▸ **WORK INSTRUCTIONS**: From the listing below, select every line where the word "ownerRefList" appears.

▸ **DATA TO PROCESS**:
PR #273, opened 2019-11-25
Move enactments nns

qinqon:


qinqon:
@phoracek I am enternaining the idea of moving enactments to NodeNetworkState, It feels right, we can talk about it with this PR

==

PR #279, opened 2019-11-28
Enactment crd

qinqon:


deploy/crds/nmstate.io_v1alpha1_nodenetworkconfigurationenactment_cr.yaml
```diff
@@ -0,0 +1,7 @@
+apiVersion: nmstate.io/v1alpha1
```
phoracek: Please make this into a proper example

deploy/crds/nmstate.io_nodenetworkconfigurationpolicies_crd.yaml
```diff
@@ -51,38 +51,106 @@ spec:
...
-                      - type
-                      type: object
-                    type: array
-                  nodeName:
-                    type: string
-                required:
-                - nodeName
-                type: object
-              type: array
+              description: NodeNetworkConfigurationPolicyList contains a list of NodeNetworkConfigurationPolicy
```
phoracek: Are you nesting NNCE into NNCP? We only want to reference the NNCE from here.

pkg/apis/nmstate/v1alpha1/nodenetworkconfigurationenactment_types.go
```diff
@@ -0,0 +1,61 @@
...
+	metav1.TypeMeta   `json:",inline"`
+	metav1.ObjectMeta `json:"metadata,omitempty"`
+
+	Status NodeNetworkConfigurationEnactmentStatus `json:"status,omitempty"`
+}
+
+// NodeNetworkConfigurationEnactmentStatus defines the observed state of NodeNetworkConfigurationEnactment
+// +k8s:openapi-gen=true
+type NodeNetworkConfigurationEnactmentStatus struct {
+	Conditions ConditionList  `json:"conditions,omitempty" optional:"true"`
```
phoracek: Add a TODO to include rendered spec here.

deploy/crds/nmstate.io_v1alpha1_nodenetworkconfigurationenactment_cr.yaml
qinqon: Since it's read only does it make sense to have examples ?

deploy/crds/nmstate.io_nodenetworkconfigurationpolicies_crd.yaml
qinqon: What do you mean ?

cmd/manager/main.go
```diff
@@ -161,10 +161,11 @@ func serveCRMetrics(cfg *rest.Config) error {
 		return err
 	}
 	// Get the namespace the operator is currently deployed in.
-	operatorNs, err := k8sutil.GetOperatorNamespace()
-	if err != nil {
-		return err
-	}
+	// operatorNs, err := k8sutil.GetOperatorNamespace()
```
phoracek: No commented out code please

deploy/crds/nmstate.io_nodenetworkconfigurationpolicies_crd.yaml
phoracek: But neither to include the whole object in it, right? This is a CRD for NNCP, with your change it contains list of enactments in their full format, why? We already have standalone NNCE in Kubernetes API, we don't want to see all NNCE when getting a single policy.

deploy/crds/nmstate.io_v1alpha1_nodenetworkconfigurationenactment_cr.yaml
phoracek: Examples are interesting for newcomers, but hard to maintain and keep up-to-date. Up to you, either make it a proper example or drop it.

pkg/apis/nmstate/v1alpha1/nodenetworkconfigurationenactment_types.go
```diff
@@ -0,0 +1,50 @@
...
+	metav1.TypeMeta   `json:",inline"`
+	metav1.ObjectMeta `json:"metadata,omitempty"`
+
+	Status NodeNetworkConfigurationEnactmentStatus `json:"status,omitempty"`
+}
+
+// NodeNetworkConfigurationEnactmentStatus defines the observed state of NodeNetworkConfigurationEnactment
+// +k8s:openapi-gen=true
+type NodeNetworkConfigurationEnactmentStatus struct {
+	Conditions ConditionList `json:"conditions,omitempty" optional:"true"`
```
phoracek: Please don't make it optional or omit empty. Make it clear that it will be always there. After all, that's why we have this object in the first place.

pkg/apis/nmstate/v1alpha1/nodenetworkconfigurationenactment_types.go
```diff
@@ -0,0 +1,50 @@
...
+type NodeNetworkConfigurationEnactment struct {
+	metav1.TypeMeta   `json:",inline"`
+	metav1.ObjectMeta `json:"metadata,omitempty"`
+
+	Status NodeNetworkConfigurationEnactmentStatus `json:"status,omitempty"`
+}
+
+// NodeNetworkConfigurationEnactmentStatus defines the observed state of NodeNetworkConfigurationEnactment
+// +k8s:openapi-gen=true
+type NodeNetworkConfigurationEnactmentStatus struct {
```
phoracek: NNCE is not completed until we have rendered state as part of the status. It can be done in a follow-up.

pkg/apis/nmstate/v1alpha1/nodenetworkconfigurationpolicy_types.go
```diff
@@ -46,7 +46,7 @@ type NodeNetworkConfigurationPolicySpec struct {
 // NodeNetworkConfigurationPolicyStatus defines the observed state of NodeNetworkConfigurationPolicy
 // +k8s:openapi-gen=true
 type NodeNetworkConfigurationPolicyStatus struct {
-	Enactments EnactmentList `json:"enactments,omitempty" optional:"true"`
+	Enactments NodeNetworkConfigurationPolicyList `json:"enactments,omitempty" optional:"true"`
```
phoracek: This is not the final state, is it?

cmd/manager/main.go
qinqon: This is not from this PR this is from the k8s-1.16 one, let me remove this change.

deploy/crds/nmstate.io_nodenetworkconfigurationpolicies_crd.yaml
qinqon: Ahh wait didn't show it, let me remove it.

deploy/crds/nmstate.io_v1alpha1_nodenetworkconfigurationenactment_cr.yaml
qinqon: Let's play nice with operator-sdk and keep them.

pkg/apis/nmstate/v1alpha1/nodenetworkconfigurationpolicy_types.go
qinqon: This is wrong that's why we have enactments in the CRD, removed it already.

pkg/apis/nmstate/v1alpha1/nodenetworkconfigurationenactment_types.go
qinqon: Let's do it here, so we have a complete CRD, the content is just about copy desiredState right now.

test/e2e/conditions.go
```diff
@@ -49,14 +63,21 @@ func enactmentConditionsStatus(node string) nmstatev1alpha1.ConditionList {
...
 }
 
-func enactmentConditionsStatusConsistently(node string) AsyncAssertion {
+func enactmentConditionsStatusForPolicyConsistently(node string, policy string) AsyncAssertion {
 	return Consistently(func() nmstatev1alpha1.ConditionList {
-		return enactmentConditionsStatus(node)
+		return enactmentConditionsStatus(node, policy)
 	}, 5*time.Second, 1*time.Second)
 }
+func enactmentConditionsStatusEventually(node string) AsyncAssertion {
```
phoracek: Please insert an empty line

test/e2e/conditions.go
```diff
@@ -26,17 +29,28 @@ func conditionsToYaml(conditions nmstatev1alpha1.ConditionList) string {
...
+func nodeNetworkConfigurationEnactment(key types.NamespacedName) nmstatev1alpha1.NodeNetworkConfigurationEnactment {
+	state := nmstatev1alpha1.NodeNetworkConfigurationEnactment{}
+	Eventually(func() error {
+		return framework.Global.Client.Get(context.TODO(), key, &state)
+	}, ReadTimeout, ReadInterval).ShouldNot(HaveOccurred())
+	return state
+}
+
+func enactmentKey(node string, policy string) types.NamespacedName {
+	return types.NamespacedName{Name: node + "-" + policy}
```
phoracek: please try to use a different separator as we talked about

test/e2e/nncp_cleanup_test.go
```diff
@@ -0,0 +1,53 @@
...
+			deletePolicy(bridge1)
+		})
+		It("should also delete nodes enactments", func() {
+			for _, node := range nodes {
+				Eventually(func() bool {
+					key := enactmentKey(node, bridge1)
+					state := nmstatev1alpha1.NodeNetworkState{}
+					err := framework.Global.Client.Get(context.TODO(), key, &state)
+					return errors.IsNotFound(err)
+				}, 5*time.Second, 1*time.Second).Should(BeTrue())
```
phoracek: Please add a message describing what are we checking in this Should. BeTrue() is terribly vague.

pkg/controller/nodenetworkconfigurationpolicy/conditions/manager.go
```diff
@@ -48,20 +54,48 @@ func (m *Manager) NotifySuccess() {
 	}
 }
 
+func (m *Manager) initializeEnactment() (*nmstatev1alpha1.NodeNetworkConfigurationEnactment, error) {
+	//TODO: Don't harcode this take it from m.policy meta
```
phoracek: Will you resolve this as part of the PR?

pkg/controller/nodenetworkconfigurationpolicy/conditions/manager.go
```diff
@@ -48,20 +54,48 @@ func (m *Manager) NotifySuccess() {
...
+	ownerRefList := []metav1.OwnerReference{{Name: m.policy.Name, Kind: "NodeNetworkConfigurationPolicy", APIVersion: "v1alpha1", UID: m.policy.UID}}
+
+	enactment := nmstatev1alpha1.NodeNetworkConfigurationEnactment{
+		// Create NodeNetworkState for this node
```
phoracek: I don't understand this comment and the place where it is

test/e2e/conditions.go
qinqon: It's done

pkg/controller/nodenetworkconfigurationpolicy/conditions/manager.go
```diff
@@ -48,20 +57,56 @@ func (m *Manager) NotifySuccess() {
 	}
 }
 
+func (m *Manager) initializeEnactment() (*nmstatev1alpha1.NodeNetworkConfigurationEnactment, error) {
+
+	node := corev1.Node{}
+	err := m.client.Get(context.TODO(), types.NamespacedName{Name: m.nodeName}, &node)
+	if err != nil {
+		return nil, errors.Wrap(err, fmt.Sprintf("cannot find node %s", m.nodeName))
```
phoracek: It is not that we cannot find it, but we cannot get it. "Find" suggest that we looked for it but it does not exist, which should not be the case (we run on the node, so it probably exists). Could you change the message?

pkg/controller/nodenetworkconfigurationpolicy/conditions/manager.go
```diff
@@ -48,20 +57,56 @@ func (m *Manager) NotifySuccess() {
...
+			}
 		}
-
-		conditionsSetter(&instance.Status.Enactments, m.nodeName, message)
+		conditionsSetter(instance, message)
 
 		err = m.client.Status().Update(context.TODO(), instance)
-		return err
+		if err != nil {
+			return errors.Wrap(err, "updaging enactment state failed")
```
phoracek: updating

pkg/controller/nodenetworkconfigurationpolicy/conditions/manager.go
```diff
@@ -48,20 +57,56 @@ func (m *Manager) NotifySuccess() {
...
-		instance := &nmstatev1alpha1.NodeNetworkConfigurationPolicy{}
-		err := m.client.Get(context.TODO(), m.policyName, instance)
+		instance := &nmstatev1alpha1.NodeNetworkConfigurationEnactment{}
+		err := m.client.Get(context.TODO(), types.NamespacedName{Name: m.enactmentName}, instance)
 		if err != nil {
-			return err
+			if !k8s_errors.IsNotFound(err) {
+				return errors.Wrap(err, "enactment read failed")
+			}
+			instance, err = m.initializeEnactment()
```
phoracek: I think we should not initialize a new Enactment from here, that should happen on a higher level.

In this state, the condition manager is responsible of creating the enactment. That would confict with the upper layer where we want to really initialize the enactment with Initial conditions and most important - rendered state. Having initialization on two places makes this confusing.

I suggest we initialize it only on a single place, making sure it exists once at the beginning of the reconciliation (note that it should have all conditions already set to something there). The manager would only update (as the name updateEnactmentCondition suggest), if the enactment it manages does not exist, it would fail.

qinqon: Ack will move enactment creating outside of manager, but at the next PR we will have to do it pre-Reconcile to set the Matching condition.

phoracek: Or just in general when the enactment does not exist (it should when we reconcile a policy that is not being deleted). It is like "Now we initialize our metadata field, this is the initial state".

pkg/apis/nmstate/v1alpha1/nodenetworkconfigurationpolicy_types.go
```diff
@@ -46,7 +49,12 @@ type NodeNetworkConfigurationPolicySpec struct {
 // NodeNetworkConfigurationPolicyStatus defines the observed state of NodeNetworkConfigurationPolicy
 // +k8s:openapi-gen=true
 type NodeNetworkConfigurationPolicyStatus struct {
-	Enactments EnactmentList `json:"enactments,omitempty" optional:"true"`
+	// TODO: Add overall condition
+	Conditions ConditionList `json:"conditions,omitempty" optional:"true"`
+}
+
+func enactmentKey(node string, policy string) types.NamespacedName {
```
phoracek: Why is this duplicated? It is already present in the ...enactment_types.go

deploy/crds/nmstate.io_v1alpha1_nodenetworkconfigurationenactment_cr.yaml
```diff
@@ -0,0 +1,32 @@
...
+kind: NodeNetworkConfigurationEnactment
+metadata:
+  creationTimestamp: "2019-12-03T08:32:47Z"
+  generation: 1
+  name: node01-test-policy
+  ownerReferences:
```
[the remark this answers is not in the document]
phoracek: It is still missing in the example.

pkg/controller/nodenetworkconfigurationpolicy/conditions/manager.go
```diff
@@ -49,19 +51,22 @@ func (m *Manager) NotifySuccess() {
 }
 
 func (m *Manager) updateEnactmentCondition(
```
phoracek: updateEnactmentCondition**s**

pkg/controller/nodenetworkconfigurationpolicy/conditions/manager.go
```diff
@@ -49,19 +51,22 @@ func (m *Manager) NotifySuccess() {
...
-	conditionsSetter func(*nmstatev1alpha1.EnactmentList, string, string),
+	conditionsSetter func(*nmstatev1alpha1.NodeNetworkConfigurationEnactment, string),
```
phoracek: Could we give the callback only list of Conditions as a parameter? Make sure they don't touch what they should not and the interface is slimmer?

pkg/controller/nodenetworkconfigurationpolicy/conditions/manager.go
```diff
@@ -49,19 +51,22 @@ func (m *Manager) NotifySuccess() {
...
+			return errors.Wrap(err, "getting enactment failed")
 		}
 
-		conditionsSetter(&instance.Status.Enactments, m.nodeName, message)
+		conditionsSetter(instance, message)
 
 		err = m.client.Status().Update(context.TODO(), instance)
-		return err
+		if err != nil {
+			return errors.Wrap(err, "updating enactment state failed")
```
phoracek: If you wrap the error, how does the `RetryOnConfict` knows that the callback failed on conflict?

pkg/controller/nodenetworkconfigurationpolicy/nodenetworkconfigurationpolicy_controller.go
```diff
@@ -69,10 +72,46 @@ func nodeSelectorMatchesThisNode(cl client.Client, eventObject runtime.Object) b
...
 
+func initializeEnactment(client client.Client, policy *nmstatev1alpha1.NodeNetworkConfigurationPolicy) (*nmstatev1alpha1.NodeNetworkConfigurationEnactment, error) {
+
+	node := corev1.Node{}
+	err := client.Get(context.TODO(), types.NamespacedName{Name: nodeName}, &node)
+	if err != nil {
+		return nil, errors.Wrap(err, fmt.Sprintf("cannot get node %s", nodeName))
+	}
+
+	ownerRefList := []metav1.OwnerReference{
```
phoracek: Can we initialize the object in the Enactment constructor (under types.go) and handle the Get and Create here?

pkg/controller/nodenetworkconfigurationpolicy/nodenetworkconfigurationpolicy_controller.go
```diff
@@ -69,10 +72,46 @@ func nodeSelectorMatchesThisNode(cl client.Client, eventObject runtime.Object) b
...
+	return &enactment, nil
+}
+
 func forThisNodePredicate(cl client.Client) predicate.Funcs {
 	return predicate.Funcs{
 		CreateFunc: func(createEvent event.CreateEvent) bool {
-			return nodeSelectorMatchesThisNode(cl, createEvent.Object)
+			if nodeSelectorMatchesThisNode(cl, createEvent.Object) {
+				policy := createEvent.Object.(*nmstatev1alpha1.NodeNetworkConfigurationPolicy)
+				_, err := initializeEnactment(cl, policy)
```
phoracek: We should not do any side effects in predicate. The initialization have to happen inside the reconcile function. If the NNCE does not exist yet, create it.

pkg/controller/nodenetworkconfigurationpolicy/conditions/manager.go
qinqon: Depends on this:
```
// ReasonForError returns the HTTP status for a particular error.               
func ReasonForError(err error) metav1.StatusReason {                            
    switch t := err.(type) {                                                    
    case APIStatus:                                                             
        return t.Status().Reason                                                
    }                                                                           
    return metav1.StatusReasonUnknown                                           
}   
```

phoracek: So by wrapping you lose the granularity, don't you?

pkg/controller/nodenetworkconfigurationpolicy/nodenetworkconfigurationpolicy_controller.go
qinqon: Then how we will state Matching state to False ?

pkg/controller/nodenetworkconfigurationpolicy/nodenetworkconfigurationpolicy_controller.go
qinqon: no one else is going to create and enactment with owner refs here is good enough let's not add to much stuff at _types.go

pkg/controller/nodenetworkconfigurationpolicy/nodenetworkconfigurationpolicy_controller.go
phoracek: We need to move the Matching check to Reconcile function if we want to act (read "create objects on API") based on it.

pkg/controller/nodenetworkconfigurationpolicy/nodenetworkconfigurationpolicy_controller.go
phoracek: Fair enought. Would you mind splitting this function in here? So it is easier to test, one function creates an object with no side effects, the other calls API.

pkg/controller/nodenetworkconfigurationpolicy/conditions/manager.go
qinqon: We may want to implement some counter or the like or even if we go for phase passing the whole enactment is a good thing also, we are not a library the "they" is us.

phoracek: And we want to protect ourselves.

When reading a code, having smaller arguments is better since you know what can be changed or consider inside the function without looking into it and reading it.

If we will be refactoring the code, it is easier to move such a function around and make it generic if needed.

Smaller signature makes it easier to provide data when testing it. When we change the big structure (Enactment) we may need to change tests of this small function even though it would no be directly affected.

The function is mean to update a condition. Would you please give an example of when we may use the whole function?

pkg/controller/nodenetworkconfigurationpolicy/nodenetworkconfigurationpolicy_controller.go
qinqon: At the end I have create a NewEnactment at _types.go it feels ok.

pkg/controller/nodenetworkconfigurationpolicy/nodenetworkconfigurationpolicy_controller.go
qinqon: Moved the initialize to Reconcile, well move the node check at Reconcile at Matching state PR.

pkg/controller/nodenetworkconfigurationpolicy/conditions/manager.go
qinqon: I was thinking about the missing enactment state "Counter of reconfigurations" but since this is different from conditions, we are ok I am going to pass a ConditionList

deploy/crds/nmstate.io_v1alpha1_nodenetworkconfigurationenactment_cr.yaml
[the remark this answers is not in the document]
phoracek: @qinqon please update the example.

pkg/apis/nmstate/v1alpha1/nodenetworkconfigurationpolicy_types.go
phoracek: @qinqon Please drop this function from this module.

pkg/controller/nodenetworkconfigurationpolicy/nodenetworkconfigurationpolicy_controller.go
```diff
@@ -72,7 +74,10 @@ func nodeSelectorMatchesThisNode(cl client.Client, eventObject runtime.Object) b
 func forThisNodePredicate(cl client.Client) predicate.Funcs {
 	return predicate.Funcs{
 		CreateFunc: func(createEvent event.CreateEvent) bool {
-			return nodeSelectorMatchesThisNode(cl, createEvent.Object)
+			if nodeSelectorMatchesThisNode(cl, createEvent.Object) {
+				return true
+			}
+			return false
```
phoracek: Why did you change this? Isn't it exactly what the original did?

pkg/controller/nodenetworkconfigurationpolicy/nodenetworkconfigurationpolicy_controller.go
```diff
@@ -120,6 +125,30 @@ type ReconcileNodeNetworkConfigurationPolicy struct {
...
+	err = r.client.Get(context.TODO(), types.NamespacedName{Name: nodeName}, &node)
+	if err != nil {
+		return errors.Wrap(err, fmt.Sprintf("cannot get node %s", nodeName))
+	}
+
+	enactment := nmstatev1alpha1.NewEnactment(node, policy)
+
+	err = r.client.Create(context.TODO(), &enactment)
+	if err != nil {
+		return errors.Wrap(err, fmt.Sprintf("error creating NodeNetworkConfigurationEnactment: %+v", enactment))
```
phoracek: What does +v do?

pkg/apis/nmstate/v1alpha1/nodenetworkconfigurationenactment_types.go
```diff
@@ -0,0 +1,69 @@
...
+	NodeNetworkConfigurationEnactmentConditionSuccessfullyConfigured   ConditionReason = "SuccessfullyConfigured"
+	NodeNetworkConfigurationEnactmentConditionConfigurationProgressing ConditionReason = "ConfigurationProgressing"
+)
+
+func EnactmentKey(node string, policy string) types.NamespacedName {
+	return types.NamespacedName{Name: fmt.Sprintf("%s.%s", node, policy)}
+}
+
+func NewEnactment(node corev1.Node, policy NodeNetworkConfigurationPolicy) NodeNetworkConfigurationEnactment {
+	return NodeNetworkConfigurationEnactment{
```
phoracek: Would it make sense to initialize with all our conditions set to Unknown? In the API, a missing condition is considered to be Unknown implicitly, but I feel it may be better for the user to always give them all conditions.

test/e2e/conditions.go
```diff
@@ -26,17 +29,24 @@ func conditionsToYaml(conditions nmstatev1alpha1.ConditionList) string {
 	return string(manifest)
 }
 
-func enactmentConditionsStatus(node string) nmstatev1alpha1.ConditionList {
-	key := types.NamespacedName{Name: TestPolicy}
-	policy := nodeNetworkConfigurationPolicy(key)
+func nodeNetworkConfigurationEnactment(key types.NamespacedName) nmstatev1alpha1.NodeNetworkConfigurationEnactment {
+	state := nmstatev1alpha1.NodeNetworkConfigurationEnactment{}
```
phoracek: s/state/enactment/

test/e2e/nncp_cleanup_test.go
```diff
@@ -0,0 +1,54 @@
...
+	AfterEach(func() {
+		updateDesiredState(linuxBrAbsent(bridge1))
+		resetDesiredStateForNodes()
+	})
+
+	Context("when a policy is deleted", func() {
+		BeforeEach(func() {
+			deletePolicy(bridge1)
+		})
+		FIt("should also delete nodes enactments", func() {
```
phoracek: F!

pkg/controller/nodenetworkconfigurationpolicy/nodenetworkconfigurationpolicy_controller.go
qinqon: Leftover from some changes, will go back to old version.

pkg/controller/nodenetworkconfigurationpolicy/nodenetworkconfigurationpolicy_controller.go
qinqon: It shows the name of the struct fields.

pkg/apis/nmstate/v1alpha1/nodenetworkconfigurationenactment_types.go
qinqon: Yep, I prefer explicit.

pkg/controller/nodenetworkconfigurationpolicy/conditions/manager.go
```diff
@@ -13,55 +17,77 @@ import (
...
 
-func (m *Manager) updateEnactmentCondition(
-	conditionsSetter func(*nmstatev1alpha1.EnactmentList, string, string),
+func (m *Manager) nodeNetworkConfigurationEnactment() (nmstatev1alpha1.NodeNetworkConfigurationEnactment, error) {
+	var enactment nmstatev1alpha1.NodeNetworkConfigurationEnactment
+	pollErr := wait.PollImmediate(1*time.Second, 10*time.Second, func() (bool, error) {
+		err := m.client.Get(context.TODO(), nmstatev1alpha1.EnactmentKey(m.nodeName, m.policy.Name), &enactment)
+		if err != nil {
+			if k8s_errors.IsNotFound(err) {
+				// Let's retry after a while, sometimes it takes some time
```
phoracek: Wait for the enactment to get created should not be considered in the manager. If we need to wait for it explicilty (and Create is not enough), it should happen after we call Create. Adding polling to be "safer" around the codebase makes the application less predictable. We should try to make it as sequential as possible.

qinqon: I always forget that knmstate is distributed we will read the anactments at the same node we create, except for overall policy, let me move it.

▸ **WRITTEN SOLUTION**:
+	ownerRefList := []metav1.OwnerReference{{Name: m.policy.Name, Kind: "NodeNetworkConfigurationPolicy", APIVersion: "v1alpha1", UID: m.policy.UID}}
+	ownerRefList := []metav1.OwnerReference{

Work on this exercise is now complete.